The indictment details six victims. In one case, Antoine threatened to sell or share the recording of the victim having sex with him unless the woman either paid him $9,000 or slept with him again; she chose the second option, which he again covertly recorded. In another case, he allegedly sent pornographic images of one victim to her employer when she complained about not receiving payment. He also contacted other victims’ boyfriends and ex-boyfriends and shared photos of one victim with at least two other victims.

The investigation is still ongoing; anyone who believes that they have been victimized by Antoine should contact the FBI at 816-512-8200.

Father Pleads Guilty in Bitcoin Exchange Bribery
Michael Murgio, a Floridian and former Palm Beach County school board member, pled guilty to making a false statement to the U.S. National Credit Union Administration. So far, Michael; his son, Anthony Murgio; Yuri Lebedev; and Trevon Gross have been charged in connection with a scheme to operate and conceal an illegal Bitcoin exchange, Coin.mx.

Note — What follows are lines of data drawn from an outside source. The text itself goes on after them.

PR #1101, opened 2022-03-14
[cleanup] TreeItemContextMenu cleanup

RaphaelPageObeo:
### Type of this PR 

- [ ] Bug fix
- [ ] Documentation
- [x] Cleanup
- [ ] Test
- [ ] Build/Releng

### Issue(s)

...

### What does this PR do?

- Move TreeItem#deleteItem in TreeItemContextMenu
- Opens snackbar if an error occurs during the deletion
- Type deleteItem

### How to test this PR?

- [ ] Frontend Unit tests
- [ ] Backend Unit tests


frontend/src/tree/TreeItemContextMenu.tsx
```diff
@@ -10,16 +10,38 @@
...
-import { TreeItemContextMenuComponentProps } from 'index';
-import React, { useContext } from 'react';
+import gql from 'graphql-tag';
+import {
+  GQLDeleteTreeItemData,
+  GQLDeleteTreeItemInput,
+  GQLDeleteTreeItemVariables,
+  TreeItemContextMenuComponentProps,
+  TreeItemContextMenuState,
+} from 'index';
```
sbegaudeau, line 30: Do not import things from "Index", import them from the relevant file. Here `tree/TreeItemContextMenu.types`

frontend/src/tree/TreeItemContextMenu.tsx
```diff
@@ -33,9 +55,16 @@ export const TreeItemContextMenu = ({
   selection,
   setSelection,
   enterEditingMode,
-  deleteItem,
   onClose,
 }: TreeItemContextMenuProps) => {
+  const [state, setState] = useState<TreeItemContextMenuState>({ toast: 'hidden', message: null });
```
sbegaudeau, line 61: No need to keep the state of the toast, if the message is not null than display the toast.

frontend/src/tree/TreeItemContextMenu.tsx
```diff
@@ -44,60 +73,114 @@ export const TreeItemContextMenu = ({
...
+      id: uuid(),
+      editingContextId,
+      representationId: treeId,
+      treeItemId: item.id,
+    };
+    deleteTreeItem({ variables: { input } });
+    onClose;
+  };
+
+  const handleError = (loading, data, error) => {
```
sbegaudeau, line 91: The build is right, the whole content of the method should be inside of the useEffect, don't separate the code in another method.

frontend/src/tree/TreeItemContextMenu.tsx
```diff
@@ -44,60 +73,114 @@ export const TreeItemContextMenu = ({
...
+    if (!loading) {
+      if (error) {
+        openToast;
```
sbegaudeau, line 94: Perform the setState here, remove the method openToast

frontend/src/tree/TreeItemContextMenu.tsx
```diff
@@ -44,60 +74,114 @@ export const TreeItemContextMenu = ({
...
-      {item.deletable ? (
-        <MenuItem key="delete-tree-item" onClick={deleteItem} data-testid="delete" disabled={readOnly} aria-disabled>
-          <ListItemIcon>
-            <DeleteIcon fontSize="small" />
-          </ListItemIcon>
-          <ListItemText primary="Delete" />
-        </MenuItem>
-      ) : null}
-    </Menu>
+    <div>
```
sbegaudeau, line 114: Use `<> </>` instead of a div. You do not need an additional div which may change the layout

sbegaudeau (changes requested):

frontend/src/tree/TreeItemContextMenu.tsx
```diff
@@ -44,60 +68,114 @@ export const TreeItemContextMenu = ({
...
+
+  const deleteItem = () => {
+    const input: GQLDeleteTreeItemInput = {
+      id: uuid(),
+      editingContextId,
+      representationId: treeId,
+      treeItemId: item.id,
+    };
+    deleteTreeItem({ variables: { input } });
+    onClose;
```
sbegaudeau, line 82: `onClose` is a function, use it as such `onClose()` otherwise it does not work. I'm pretty sure that if you test that, the context menu is never closed while deleting something

frontend/src/tree/TreeItemContextMenu.tsx
```diff
@@ -44,60 +68,114 @@ export const TreeItemContextMenu = ({
...
+
+  useEffect(() => {
+    if (!deleteTreeItemLoading) {
+      if (deleteTreeItemError) {
+        setState({
+          message: 'An error has occurred while executing this action, please contact the server administrator',
+        });
+      }
+      if (deleteTreeItemData) {
+        const keys = Object.keys(deleteTreeItemData);
```
sbegaudeau, line 93: The code should look like this:

```
const { deleteTreeItem } = deletTreeItemData;
if (isErrorPayload(deleteTreeItem)) {
  const { message } = deleteTreeItem;
  setState({ message });
} 
```

You are not using TypeScript and you are not using the message from the error payload

frontend/src/tree/TreeItemContextMenu.types.ts
```diff
@@ -24,6 +24,31 @@ export interface TreeItemContextMenuProps {
...
+export interface GQLDeleteTreeItemData {
+  deleteTreeItem: GQLDeleteTreeItemPayload;
+}
+export interface GQLDeleteTreeItemPayload {
+  __typename: string;
+}
+
+export interface GQLDeleteTreeItemSuccessPayload extends GQLDeleteTreeItemPayload {
+  id: string;
+}
```
sbegaudeau, line 39: Unless I missed something, you should have a GQLErrorPayload extending GQLDeleteTreeItemPayload with a message and you should use it

sbegaudeau (changes requested):

frontend/src/tree/TreeItemContextMenu.tsx
```diff
@@ -44,60 +73,109 @@ export const TreeItemContextMenu = ({
...
+        anchorOrigin={{
+          vertical: 'bottom',
+          horizontal: 'right',
+        }}
+        open={state.message != null}
+        autoHideDuration={3000}
+        onClose={() => closeToast}
+        message={state.message}
+        action={
+          <IconButton size="small" aria-label="close" color="inherit" onClick={() => closeToast}>
```
sbegaudeau, line 173: `closeToast` is a function so the code should either be `onClick={closeToast}` or `{onClick=() => closeToast()}`. This does not work.

frontend/src/tree/TreeItemContextMenu.tsx
```diff
@@ -44,60 +73,109 @@ export const TreeItemContextMenu = ({
...
+        ) : null}
+      </Menu>
+      <Snackbar
+        anchorOrigin={{
+          vertical: 'bottom',
+          horizontal: 'right',
+        }}
+        open={state.message != null}
+        autoHideDuration={3000}
+        onClose={() => closeToast}
```
sbegaudeau, line 170: `closeToast` is a function, the code should either be `onClose={closeToast}` or `onClose={() => closeToast()}`. This does not work

sbegaudeau (changes requested):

Allegedly, Anthony Murgio operated an unlawful Bitcoin exchange for Gery Shalon, the Israeli leader of an international cybercrime ring. Shalon—as well as co-conspirators Ziv Orenstein and Joshua Aaron—was indicted in 2015 for an extensive pump-and-dump scheme made possible by hacked personal information. Shalon reportedly hacked 12 different institutions, including JPMorgan Chase & Co. After stealing the personal information of individuals who were likely to be engaged in stock trading, Shalon then spammed their inboxes with emails highlighting penny stocks, which Shalon owned. Shalon then dumped the stocks and made tens of millions of dollars. According to U.S. Attorney Preet Bharara, this was “securities fraud on cyber steroids.”

However, neither the Murgios nor Lebedev or Gross have been charged with the hacking. Rather, Anthony Murgio has been indicted on eight counts including money laundering, wire fraud, conspiracy to operate an unlicensed money transmitting business, and making corrupt payments with intent to influence an officer of a financial institution. Allegedly, Anthony used the bitcoin exchange to launder money and facilitate extortion for the Shalon’s cybercrime ring. Anthony profited from ransomware by exchanging other currency for bitcoin and therefore facilitating the transfer of ransom.

As to the father’s involvement, Michael Murgio allegedly assisted in the group taking control of the board of a credit bureau in order to further Coin.mx’s operations, including laundering money for the cybercrime ring. The takeover was facilitated through bribes to co-conspirator Trevon Gross, a pastor.

Notably, in ruling on the pretrial motions, the judge held Bitcoin to be money under 18 U.S.C. §1960. After first examining both the ordinary meaning and dictionary definitions, the court cited U.S. v. Faiella, 39 F.Supp.3d 544 (S.D.N.Y. 2014) (defining money as “something generally accepted as a medium of exchange, a measure of value, or a means of payment” and holding bitcoins as money because they “can be easily purchased in exchange for ordinary currency, act[] as a denominator of value, and [are] used to conduct financial transactions”) and U.S. v. Ulbricht, 31 F.Supp.3d 540 (S.D.N.Y. 2014) (defining money as “an object used to buy things” and holding bitcoins are funds because they “can be used directly to pay for certain things or can act as a medium of exchange and be converted into a currency which can pay for things” ). Finally, after examining the legislative history’s thrust to prevent new types of illicit money transfer, the judge held that funds do not have to equal currency and that Bitcoin is both funds and money.